Nevertheless, revenue was up 25% from last year and 11% from the first quarter, which was a decent amount of out-performance. Billings were also strong, rising 6% from the first quarter, but 32% from the year-ago level. Interestingly, the company saw the mix shift more to the mid-range and high-end of its product line this quarter.

Margins weren't as good. Gross margin slipped about two points from the first quarter, and operating income was up 12% on both an annual and sequential comparisons. At roughly 16%, Fortinet doesn't have great operating margins, but this could be an area of future growth - if the company can continue to post strong revenue growth, there's a good chance of better leveraging that research and development and SG&A spending to produce stronger income and cash flow growth.

SEE: Understanding The Income Statement

The Need for Speed
Speed is essential to the Fortinet story. While Unified Threat Management (UTM) offers a lot of good things to enterprise IT customers, it comes at a cost - namely, the more security services are activated, the slower the overall performance of the system.

Fortinet and Palo Alto (NYSE:PANW) get around this with a better mousetrap. In the case of Fortinet, it's all about the company's proprietary FortiASIC chips and FortiOS operating system - these basically allow the FortiGate appliances to do what they do with less compromise of performance. This is also where Fortinet (and Palo Alto) try to differentiate themselves from competitors like Check Point and Cisco (Nasdaq:CSCO), where the older technology there can compromise performance.

Does Independence Make Sense?
I do wonder whether Fortinet has much of a future as an independent company. I could see this company's UTM products and technology making sense to a lot of other companies. I would think Cisco would probably prefer to try developing their own ASIC or parallel processing capabilities for UTM, but I could see others contemplating a bid.

Check Point could likely raise the funds if it wanted to, but it would be an unusually bold move. Hewlett-Packard (NYSE:HPQ) arguably already has a lot on its plate, but what about IBM, Oracle (Nasdaq:ORCL) or EMC (NYSE:EMC)? Unfortunately, Fortinet already trades at a pretty significant premium that surpasses many recent deal multiples.

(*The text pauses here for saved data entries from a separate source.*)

PR #236, opened 2020-02-07
fix: copy protos in common google gax and googleapis

summer-ji-eng:
Problem: fail to copy proto files from proto.list because the duplicate in common google-gax and input proto files.

The original logic is to copy the proto files which are **not** in google-gax.

Fixed logic is to copy the proto file **either** from input proto files from cmd **or** not in google-gax, which also means that skip the proto file in gax common protos **and** not in cmd input proto files

 I didn't add extra unit test for this case, because monitoring library cover this case as well. Let me know if you have concern.
----------------------------|---------|----------|---------|---------|------------------------------
File                        | % Stmts | % Branch | % Funcs | % Lines | Uncovered Line #s            
----------------------------|---------|----------|---------|---------|------------------------------              
  start_script.ts    |    93.6      |       80     |     100      |    93.6 .   | 66,67,96-98,123-125          
                   
@alexander-fenster @xiaozhenliu-gg5 @JustinBeckwith Appreciate any comment on the coding style, since I am still new to typescript. Thanks🙏

### DIFF
--- a/typescript/src/start_script.ts
+++ b/typescript/src/start_script.ts
@@ -18,7 +18,6 @@ import { execFileSync } from 'child_process';
 import * as path from 'path';
 import * as yargs from 'yargs';
 import * as fs from 'fs-extra';
-import { Z_FIXED } from 'zlib';
 const fileSystem = require('file-system');
 
 const googleGaxPath = path.dirname(require.resolve('google-gax')); // ...../google-gax/build/src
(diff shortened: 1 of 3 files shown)


typescript/src/start_script.ts
```diff
@@ -18,6 +18,7 @@ import { execFileSync } from 'child_process';
 import * as path from 'path';
 import * as yargs from 'yargs';
 import * as fs from 'fs-extra';
+import { Z_FIXED } from 'zlib';
```
alexander-fenster: this is clearly a gift from VS Code.  It sometimes inserts some random imports even before you realize that. Please remove it :)

typescript/src/start_script.ts
```diff
@@ -104,14 +105,20 @@ try {
   }
   // copy proto file to generated folder
   const protoList = path.join(outputDir, 'proto.list');
+  const protoFilesMap = new Map<string, string>(
```
alexander-fenster: I just realized you actually just need a `Set`, not a `Map`, and it can be initialized with a simple list.

PR #239, opened 2020-02-11
fix: add nested message resource to database

xiaozhenliu-gg5:
In monitoring API, we lost the resource which is the nested field of a message. Like below, we did not generate resource as `AlertPolicyCondition`

```
message AlertPolicy {
    type: "monitoring.googleapis.com/AlertPolicy"
    pattern: "projects/{project}/alertPolicies/{alert_policy}"
    pattern: "organizations/{organization}/alertPolicies/{alert_policy}"
    pattern: "folders/{folder}/alertPolicies/{alert_policy}"
    pattern: "*"
  };
 // ... other messages
  message Condition {
      type: "monitoring.googleapis.com/AlertPolicyCondition"
      pattern: "projects/{project}/alertPolicies/{alert_policy}/conditions/{condition}"
      pattern: "organizations/{organization}/alertPolicies/{alert_policy}/conditions/{condition}"
      pattern: "folders/{folder}/alertPolicies/{alert_policy}/conditions/{condition}"
      pattern: "*"
    };
   // ... other fields
  }
}
```
Now we put all messages in a stack, pop one at a time, if it has nested messages, push it into the stack until the stack is empty.


xiaozhenliu-gg5:
1. add all proto files in`monitoring/v3` and update unit test,  update baseline data.
2. add nested fields to messages stack for all resources coverage.
3. `monitoring.googleapis.com/TimeSeries` seems missing in the proto, this needs file-level resource definition.

.circleci/config.yml
```diff
@@ -139,8 +139,6 @@ jobs:
             npm run fix
             npm run compile
             npm run system-test
-            npm run docs
```
alexander-fenster: What's up with this - do they fail?

typescript/src/schema/api.ts
```diff
@@ -163,24 +163,28 @@ function getResourceDatabase(
...
         m?.options?.['.google.api.resource'] as ResourceDescriptor | undefined,
-        `file ${fd.name} message ${property}`
+        `file ${fd.name} message ${messageName}`
       );
       allResourceDatabase.registerResource(
         m?.options?.['.google.api.resource'] as ResourceDescriptor | undefined,
-        `file ${fd.name} message ${property}`
+        `file ${fd.name} message ${messageName}`
       );
+      if (m.nestedType) {
```
alexander-fenster: in one line: `(m.nestedType ?? []).map(m => messagesStack.push(m));` (not sure if it's more readable though :) )

alexander-fenster:
Thanks for catching this @xiaozhenliu-gg5!

typescript/src/schema/api.ts
xiaozhenliu-gg5: yes sure, that makes sense to me! thanks!

.circleci/config.yml
xiaozhenliu-gg5: yes, there are 4 broken links.

PR #241, opened 2020-02-12
refactor: move things around

alexander-fenster:
In this PR I'm moving a lot of things around to achieve the following goals:

* no copy-paste in baselines and `circleci.yml`
* all filenames with dashes (no underscores, no camelCase in filenames)
  - not that I'm a fan of kebab-case, I just want all files look similar :)
* `typescript/` folder contains only `*.ts` files, fixtures and protos moved out
* minor changes moving things around.


baselines/kms/proto.list.baseline
```diff
@@ -3,7 +3,7 @@ google/protobuf/descriptor.proto
 google/api/annotations.proto
 google/protobuf/duration.proto
 google/protobuf/timestamp.proto
-google/kms/v1/resources.proto
+google/cloud/kms/v1/resources.proto
```
xiaozhenliu-gg5: I'm a little bit confused here, if we generated `google/kms/v1/resources.proto` before instead of `/google/cloud/kms....` in proto_list, that sounds like a bug?

tsconfig.json
```diff
@@ -7,8 +7,5 @@
   },
   "include": [
     "typescript/**/*.ts"
-  ],
-  "exclude":[
-    "typescript/test/test_application_ts/src/*.ts"
```
xiaozhenliu-gg5: i'm not sure the reason why we excluded the file in the tsconfig here, if it's safe to remove it?

typescript/src/schema/retryable-code-map.ts
```diff
@@ -0,0 +1,137 @@
+// Copyright 2020 Google LLC
```
xiaozhenliu-gg5: This looks great, much cleaner to have a separate file for code map!

typescript/test/unit/baselines.ts
```diff
@@ -0,0 +1,74 @@
...
+// See the License for the specific language governing permissions and
+// limitations under the License.
+
+import { describe } from 'mocha';
+import { runBaselineTest, initBaselineTest } from '../util';
+
+describe('Baseline tests', () => {
+  initBaselineTest();
+
+  runBaselineTest({
```
xiaozhenliu-gg5: This template is so cool, thanks for doing this!

.circleci/config.yml
```diff
@@ -78,15 +66,14 @@ jobs:
...
-            cd workspace/workspace/gapic-generator-typescript/.test-out-showcase
+          working_directory: /home/circleci/project/workspace/gapic-generator-typescript/.test-out-showcase
+          command: &alltests |
             npm install
             npm test
             npm run fix
             npm run compile
             npm run system-test
             npm run docs
-            npm run docs-test
```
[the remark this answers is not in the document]
alexander-fenster: Yes.  I think it does not make sense to check if links in the generated docs are valid because if they are not, it's more likely not a generator failure.  We disabled this check for DLP and might also want to disable it for monitoring, which probably means it's better to disable it for all libraries.

baselines/kms/proto.list.baseline
alexander-fenster: Originally `kms` lived in `protos/google/kms`, I just moved it to `protos/google/cloud/kms` to match the googleapis location.

tsconfig.json
alexander-fenster: Because it's now outside of `typescript` folder (it's a fixture, so it's in fixtures).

SEE: A Primer On Investing In The Tech Industry

The Bottom Line
With the strong positive reaction to earnings, Fortinet is not a cheap stock. On the basis of 15% estimated annual compound free cash flow growth out to 2022, this stock's fair value would seem to be in the mid-$20s. Now that's a fairly aggressive growth assumption, but by the standards of high-growth tech stocks (especially those with differentiated technology in attractive markets), Fortinet isn't as a terribly overpriced as you might first assume.

At the time of writing, Stephen D. Simpson did not own shares in any of the companies mentioned in this article.